## What the exercise asks
The listing below must be copied exactly and in full.
========
PR #1283, opened 2016-05-22
Bumped epoch of tiled.spec

Ablu:
I apparently pushed a build with a version number of 9999 while testing
tito. So I need to bump epoch in order to allow a clean upgrade path.

No need to merge to the snapshot branch. I triggered a manual build.

### DIFF
--- a/dist/copr/tiled.spec
+++ b/dist/copr/tiled.spec
@@ -1,5 +1,6 @@
 Name:           tiled
 Version:        0.16.0
+Epoch:          1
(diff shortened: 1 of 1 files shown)


bjorn:
So we have entered a new epoch!

Btw, you did notice I pushed a 0.16.1 release a while back, right? :-)

Ablu:
Yes i did :P. But I need to do that on my real pc... That one builds a 
lot faster.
========
## Task solution
PR #1283, opened 2016-05-22
Bumped epoch of tiled.spec

Ablu:
I apparently pushed a build with a version number of 9999 while testing
tito. So I need to bump epoch in order to allow a clean upgrade path.

No need to merge to the snapshot branch. I triggered a manual build.

### DIFF
--- a/dist/copr/tiled.spec
+++ b/dist/copr/tiled.spec
@@ -1,5 +1,6 @@
 Name:           tiled
 Version:        0.16.0
+Epoch:          1
(diff shortened: 1 of 1 files shown)


bjorn:
So we have entered a new epoch!

Btw, you did notice I pushed a 0.16.1 release a while back, right? :-)

Ablu:
Yes i did :P. But I need to do that on my real pc... That one builds a 
lot faster.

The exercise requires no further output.